Saved data entries:
PR #25, opened 2019-05-17
RonjaKaehne/textFormatter

RonjaKaehne:


RonjaKaehne:
still got a Problem with the prolog.test.ts build

Korosensei42:
Sorry I just now get to review, but I don't think a commitmessage is the right place to ask for this. For my part: I get quicker to such things, if you message in Slack.

src/input_formatter/expression_formatter.ts
```diff
@@ -0,0 +1,147 @@
+import { addIssue } from "../issueHandling/issueMapping";
+const allowedExpressionToken = /(bracketLeft|bracketRight|equivalence|implicationRight|implicationLeft|negation|conjunction|disjunction|equal|addition|subtraction|division|multiplication)+/;
+const logicConnector = /(conjunction|disjunction|equivalence|implicationRight|implicationLeft)+/;
+const nonLogicToken = /(bracketLeft|bracketRight|negation)+/;
```
Korosensei42: Why is negation considered a nonLogicToken? I suggest you add negation to your logicConnector, even though it's a unary prediacte. Then a more suitable name for nonLogicToken would maybe be brackets

src/input_formatter/expression_formatter.ts
```diff
@@ -0,0 +1,147 @@
...
+
+/**
+	* ---------CurrentExpressionFormatter------------
+	* @param expression written by a user
+	* @return a formatted expression as String
+	*/
+export function expressionFormatter(expression: string) {
+	const preFormattedExpression: string[] = preFormatExpressionFromImput(expression);
+	errorDetector(preFormattedExpression);
+	// TO DO SOME STUFF WITH THE TOKENS AND THE ARRAY; FORMAT THE ARRAY AND CATCH ERRORS
```
Korosensei42: Just curious: Why do you use capslock here? Does it fulfil some purpose?

src/input_formatter/expression_formatter.ts
```diff
@@ -0,0 +1,147 @@
...
+	const finalFormattedExpression: string[] =
+		replaceExpressionElementsIntoPrologCode(preFormattedExpression);
+	return finalFormattedExpression;
+}
+
+/**
+ * 
+ * @param expression as a input string typed by user
```
Korosensei42: Even though @param gets generated automatically for the comment, there is no need for it, since one
can just read the method body to see the parameters.

src/input_formatter/expression_formatter.ts
```diff
@@ -0,0 +1,147 @@
...
+		.replace(/\s{1,}/g, ",");
+	const splittedExpression: string[] = formattedInputExpression.split(/[,]+/g);
+	return splittedExpression;
+
+}
+
+/**
+	* @param formattedExpression
+	* @return finalExpression where exrpession elements got replaced with readable prolog code elements
+	*/
```
Korosensei42: *'s are not alligned. But that may have to do with browserdisplaystyle of github.

src/input_formatter/expression_formatter.ts
```diff
@@ -0,0 +1,147 @@
...
+}
+
+export function errorDetector(preFormattedExpression: string[]) {
+	detectBracketErrors(preFormattedExpression);
+	detectMissingStatementsOrConnector(preFormattedExpression);
+}
+
+/**
+	* check the expression if the amount of opened and closed brackets is correct; it can detect user mistakes;
+	* @param
```
Korosensei42: Nit: Check the expression for an equal amount of opened and closed brackets.

src/input_formatter/expression_formatter.ts
```diff
@@ -0,0 +1,147 @@
...
+	* @return
```
Korosensei42: You could just delete this empty return.

src/input_formatter/text_formatter.test.tsx
```diff
@@ -0,0 +1,259 @@
...
+	replaceExpressionElementsIntoPrologCode,
+} from "./expression_formatter";
+import { sentenceIntoWordList, textFormatter } from "./text_formatter";
+
+test("splitting a single sentences into List of words: ", () => {
+	emptyIssueList();
+	const result = sentenceIntoWordList("Hello, this is a test");
+	const expectedResult = ["Hello", "this", "is", "a", "test"];
+	expect(result).toEqual(expectedResult);
+});
```
Korosensei42: In the future you could use the describe-style for your tests. It makes what's tested more intuitive and your tests get more readable. This can for example look like this (taken from detectWrongSyntax.test.ts):

```
describe("logSingleWord", () => {
	it("Logs a ordinary word correctly", () => {
		const position: Position = {fromIndex: 0, toIndex: 4};
		const issues = logSingleWord("Hello", position);
		expect(issues).toEqual({
			code: issueJson.INVALID_WORD.message,
			message: `${"Hello"} von Stelle ${position.fromIndex} bis ${position.toIndex} ist ein unerlaubtes Wort! \n`,
			position: {
				fromIndex: position.fromIndex,
				toIndex: position.toIndex,
			},
			severity: issueJson.INVALID_WORD.severity,
		});
	});
```

You can even use multiple describes. Here's an example from diprocheInterface.test.ts:

```
describe("Error cases", () => {
		describe("Predicate is invalid", () => {
			it("Adds none of the regular predicates", () => {
				const mode = "Just a random text" as Mode;
				expect(addPredicate("", mode)).toEqual("Es gibt kein passendes Prädikat.");
			});
		});
	});
```

That is especially useful to distinguish different kinds of testcases.

Korosensei42:
Could you please add a test for the case someone writes "randomText not"? So, a text where someone uses the negation-connective, but doesn't negate something afterwards?

src/input_formatter/text_formatter.ts
```diff
@@ -0,0 +1,45 @@
+import { expressionFormatter } from "./expression_formatter";
+
+const inputSeparator = /([.!?]|\n|\$[^$]*\$)+/g;
+const wordSeparator = /[ ,]+/;
+
+/**
+ * this functions is the main function to format the full input string into a javastring array including formatted exrpessions
```
Korosensei42: What is the difference between a javastring array and a string array? Sorry, if this is common knowledge.

Korosensei42:
I do understand your code and just added some nitpicky comments. Otherwise semaphor says, that you have some linting errors. If you fix those, I don't have anything else to add (at least I don't know of anything to add right now)

src/input_formatter/expression_formatter.ts
Khazuar: Well, if the parameter-documentation includes a helpful description of what the parameter is for, it's legitimate.

src/input_formatter/expression_formatter.ts
```diff
@@ -0,0 +1,155 @@
...
+	let index = 0;
+	while (index < preFormattedExpression.length) {
+		if (preFormattedExpression[index].match(allowedExpressionToken)) {
+			const element: string = replaceASingleExpressionElementIntoPrologCode(preFormattedExpression[index]);
+			finalFormattedExpression.push(element);
+		} else {
+			finalFormattedExpression.push(preFormattedExpression[index]);
+		}
+		index++;
+	}
```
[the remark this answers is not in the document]
Khazuar: Even better:
```typescript
foreach (const (index, expression) in preFormattedExpression.entries()) {
...
}
```

src/input_formatter/expression_formatter.ts
```diff
@@ -0,0 +1,155 @@
...
+		} else {
+			if (foundStatement === true) {
+				addIssue("MISSING_CONNECTOR");
+			}
+			foundConnector = false;
+			foundStatement = true;
+			foundNegation = false;
+			index++;
+		}
+	}
```
Khazuar: for- or foreach-loop.

RonjaKaehne: it had a reason why i used a while loop, because with a index i can count faster through one loop after i matched an if or else if case

src/input_formatter/expression_formatter.ts
```diff
@@ -0,0 +1,155 @@
...
+	let index = 0;
+	while (index < formattedExpression.length && bracketCount >= 0) {
+
+		if (formattedExpression[index].match(/(\[|bracketLeft)/)) {
+			bracketCount++;
+		} else if (formattedExpression[index].match(/(\]|bracketRight)/)) {
+			bracketCount--;
+		}
+		index++;
+	}
```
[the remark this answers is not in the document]
RonjaKaehne: i dont know how to use a for loop here when i use a second condition. btw why i should try to avoid while loops? just because to safe some lines of code?

src/input_formatter/expression_formatter.ts
```diff
@@ -0,0 +1,155 @@
...
+const logicConnector = /(conjunction|disjunction|equivalence|implicationRight|implicationLeft)+/;
+const bracket = /(bracketLeft|bracketRight)+/;
+const negation = /(negation)+/;
+
+/**
+ * main method to format expressions
+ * @param expression written by user
+ * @return a formatted expression
+ */
+export function expressionFormatter(expression: string) {
```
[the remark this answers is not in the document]
Khazuar:
```typescript
export function expressionFormatter(expression: string): string[] {
```

src/input_formatter/text_formatter.ts
```diff
@@ -7,7 +7,8 @@ const wordSeparator = /[ ,]+/;
  * this functions is the main function to format the full input string
  * into a string array including formatted exrpessions
  * @param input from user
- * @return the formatted text inculding formatted expressions
+ * @return the formatted text as string[] inculding
+ * formatted expressions, list of words and paragraph marker as empty Array
  */
 export function textFormatter(input: string) {
```
Khazuar: export function textFormatter(input: string): string[] {

src/input_formatter/text_formatter.ts
```diff
@@ -28,9 +29,8 @@ export function textFormatter(input: string) {
 
 /**
  * format the words from a sentence-string into a list of words
- * ---------------------------------------
  * @param a string including words
- * @return a string-array where each element is one word
+ * @return a string[] where each element is one word
```
Khazuar:
```typescript
export function sentenceIntoWordList(input: string): string[] {
```

src/input_formatter/expression_formatter.ts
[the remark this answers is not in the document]
Khazuar: For-loops have multiple advantages over while-loops:
* they combine declaring the running-variable, initializing it, incrementing it and checking the loop-condition all in one line, in a form, that is known to all programmers. Makes it easier to read.
* they are super-descriptive about what they are doing. They say "I am looping starting from here until there". That makes it easier to a reader to understand what your code actually does.
* they make it harder to get stuck in an infinite loop. With while-loops, the *change* to the loop-condition is happening somewhere within the body. If that body has multiple branches, it's difficult so always make sure your condition actually gets changed and to maintain it's correctness.

For similar reasons, `foreach`-loops are superior to for-loops:
* they don't declare any more variables than they need to. They also hide the complexity of actually iterating your collection completely away.
* they are super-short and point out your intentions as clearly as possible. "I am iterating this collections elements". 
* It's about impossible to build a non-terminating foreach-loop, unless you build an infinite iterable (please don't). 

I don't differentiate between a foreach-loop and the foreach-function here, and I have no strong opinion on what to use. Please just be consistent, and don't be the first to insert a foreach-loop in a function which only contained foreach-function-calls until then.

src/input_formatter/expression_formatter.ts
Khazuar: But you do see that it's pretty easy to build a non-terminating loop here? Are you sure you covered all cases and this code will not loop indefinitly for some input? If you have to use a while-loop somewhere, it's your job to make it clear for readers that it cannot not stop.

RonjaKaehne: yes im sure because in each loop each if/ if else/else case has its own index increment line so its impossible not to reach the breakout condition.

src/input_formatter/expression_formatter.ts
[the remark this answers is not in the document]
RonjaKaehne: thx for ur advices. i finally changed this loop into the for each loop deleting the second break condition

src/input_formatter/expression_formatter.ts
Khazuar: where is the difference to
```typescript
foreach (const expr of formattedExpression) {
		if (expr.match(bracket)) {
			continue;
		} else if (expr.match(negation)) {
			foundNegation = true;
			continue;
		} else if (expr.match(logicConnector)) {
			if (foundNegation === true) {
				addIssue("MISSING_STATEMENT_AFTER_NEGATION");
			} else if (foundConnector === true) {
				addIssue("MISSING_STATEMENT_INSIDE");
			}
			foundConnector = true;
			foundStatement = false;
			foundNegation = false;
			continue;
		} else {
			if (foundStatement === true) {
				addIssue("MISSING_CONNECTOR");
			}
			foundConnector = false;
			foundStatement = true;
			foundNegation = false;
			continue;
		}
	}
```
The `continue`-statements are not even necessary, but this way the first case isn't left empty.

PR #27, opened 2019-05-19
Fix error

TimothyGillespie:
Just a one liner which leads to a wrong error message.


TimothyGillespie:
@Khazuar I hope I understood you correctly with these changes.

● Exercise goal:
Total the lines in the records above that contain the string "true". Write only that total.

● Result of the task:
8